INFORMATION SUPPLIED:
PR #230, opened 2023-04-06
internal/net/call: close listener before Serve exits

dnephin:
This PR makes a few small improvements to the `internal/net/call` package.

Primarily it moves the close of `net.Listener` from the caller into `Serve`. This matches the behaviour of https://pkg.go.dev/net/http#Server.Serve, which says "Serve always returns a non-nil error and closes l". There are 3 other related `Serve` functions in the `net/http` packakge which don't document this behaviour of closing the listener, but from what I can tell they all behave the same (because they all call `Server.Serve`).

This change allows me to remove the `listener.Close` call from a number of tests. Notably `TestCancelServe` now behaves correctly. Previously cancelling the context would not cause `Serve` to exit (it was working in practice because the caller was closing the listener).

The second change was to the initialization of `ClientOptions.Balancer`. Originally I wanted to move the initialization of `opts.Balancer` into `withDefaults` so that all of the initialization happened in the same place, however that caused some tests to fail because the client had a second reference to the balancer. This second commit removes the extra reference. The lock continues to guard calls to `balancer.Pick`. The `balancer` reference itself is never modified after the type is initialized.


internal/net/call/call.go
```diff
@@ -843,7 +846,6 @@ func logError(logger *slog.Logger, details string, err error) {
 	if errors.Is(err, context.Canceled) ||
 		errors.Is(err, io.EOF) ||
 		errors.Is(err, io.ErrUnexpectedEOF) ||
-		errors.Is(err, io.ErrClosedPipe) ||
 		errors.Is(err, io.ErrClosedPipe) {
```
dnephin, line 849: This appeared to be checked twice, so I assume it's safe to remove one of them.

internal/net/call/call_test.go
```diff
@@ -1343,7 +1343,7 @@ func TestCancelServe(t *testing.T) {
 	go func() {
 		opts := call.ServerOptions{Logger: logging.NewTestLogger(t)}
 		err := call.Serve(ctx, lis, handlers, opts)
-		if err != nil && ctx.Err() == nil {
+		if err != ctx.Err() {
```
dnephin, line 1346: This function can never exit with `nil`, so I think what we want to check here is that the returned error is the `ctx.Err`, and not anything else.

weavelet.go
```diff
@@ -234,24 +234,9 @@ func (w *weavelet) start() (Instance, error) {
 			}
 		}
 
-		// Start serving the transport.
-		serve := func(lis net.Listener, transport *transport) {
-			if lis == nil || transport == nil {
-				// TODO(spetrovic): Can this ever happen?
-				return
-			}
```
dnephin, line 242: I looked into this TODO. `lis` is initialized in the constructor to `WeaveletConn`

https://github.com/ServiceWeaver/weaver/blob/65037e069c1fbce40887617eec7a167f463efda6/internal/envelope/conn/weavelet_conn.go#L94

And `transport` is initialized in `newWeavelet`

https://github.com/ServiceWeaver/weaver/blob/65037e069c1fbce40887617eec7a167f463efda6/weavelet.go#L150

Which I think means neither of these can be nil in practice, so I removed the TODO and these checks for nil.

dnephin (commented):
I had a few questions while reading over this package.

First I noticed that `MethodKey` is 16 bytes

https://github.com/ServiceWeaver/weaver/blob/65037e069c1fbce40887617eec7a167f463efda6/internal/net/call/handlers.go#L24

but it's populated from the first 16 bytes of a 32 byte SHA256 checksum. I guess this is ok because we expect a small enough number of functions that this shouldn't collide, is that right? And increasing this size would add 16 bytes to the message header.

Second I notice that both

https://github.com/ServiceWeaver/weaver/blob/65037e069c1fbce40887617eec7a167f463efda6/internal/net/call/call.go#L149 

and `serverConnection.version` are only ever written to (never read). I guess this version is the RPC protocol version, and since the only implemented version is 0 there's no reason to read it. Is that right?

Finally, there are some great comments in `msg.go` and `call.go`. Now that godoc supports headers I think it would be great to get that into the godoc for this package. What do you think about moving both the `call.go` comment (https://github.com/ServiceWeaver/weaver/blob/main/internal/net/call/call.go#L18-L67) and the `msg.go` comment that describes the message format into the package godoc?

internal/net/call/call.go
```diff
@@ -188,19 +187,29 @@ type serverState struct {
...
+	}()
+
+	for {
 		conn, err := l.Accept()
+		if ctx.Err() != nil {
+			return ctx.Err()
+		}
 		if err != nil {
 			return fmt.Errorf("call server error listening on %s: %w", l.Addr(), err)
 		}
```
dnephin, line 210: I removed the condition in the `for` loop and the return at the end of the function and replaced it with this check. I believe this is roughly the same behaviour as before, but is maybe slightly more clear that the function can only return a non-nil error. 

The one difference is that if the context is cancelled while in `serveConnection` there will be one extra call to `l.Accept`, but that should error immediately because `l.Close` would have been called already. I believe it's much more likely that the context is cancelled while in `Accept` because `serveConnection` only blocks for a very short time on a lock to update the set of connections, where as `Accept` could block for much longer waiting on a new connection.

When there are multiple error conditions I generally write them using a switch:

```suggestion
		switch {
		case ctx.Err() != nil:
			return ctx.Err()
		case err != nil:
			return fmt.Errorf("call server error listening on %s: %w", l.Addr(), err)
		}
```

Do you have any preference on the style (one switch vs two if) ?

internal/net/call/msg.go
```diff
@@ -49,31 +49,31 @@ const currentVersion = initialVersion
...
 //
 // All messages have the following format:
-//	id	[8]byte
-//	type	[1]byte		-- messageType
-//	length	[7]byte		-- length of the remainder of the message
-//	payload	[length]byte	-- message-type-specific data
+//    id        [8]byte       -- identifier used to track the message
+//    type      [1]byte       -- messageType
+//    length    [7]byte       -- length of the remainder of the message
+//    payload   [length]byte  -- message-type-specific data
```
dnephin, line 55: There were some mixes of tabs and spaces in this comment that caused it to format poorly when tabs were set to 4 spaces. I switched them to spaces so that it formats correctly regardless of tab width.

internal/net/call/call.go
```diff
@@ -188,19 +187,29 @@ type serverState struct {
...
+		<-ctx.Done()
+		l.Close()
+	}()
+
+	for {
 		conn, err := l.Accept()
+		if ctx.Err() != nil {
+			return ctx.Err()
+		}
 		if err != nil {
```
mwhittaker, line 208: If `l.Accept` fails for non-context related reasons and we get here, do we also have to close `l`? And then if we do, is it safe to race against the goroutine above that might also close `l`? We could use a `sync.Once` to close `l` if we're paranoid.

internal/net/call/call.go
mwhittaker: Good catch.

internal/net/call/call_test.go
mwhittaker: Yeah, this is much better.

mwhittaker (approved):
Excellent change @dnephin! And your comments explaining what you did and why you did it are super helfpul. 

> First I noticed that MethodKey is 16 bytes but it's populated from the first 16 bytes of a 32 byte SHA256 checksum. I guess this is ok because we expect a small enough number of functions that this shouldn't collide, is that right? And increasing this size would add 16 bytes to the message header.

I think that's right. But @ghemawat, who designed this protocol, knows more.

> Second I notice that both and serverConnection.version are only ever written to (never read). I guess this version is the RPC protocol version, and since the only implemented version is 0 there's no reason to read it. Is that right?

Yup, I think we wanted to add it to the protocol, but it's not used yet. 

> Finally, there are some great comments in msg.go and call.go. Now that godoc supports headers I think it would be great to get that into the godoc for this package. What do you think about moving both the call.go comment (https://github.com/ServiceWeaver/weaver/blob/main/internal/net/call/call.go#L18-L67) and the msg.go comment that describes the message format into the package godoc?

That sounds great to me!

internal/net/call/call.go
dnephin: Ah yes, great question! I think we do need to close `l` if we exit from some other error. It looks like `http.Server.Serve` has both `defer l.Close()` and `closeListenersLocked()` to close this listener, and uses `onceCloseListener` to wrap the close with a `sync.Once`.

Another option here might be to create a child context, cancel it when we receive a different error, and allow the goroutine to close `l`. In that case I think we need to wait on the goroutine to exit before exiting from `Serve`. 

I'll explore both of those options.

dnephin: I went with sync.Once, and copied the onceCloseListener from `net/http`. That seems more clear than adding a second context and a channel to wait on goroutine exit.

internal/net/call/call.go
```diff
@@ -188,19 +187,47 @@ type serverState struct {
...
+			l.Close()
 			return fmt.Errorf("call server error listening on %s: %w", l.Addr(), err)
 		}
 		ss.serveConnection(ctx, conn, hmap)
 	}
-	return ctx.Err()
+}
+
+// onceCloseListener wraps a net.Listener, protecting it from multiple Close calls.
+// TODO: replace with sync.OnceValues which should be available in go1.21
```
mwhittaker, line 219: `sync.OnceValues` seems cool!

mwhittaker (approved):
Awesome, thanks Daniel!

TASK BRIEF:
Copy exactly the opening line of the material, the line bearing "This PR makes", and every line between them. Include nothing else.

TASK RESPONSE:
PR #230, opened 2023-04-06
internal/net/call: close listener before Serve exits

dnephin:
This PR makes a few small improvements to the `internal/net/call` package.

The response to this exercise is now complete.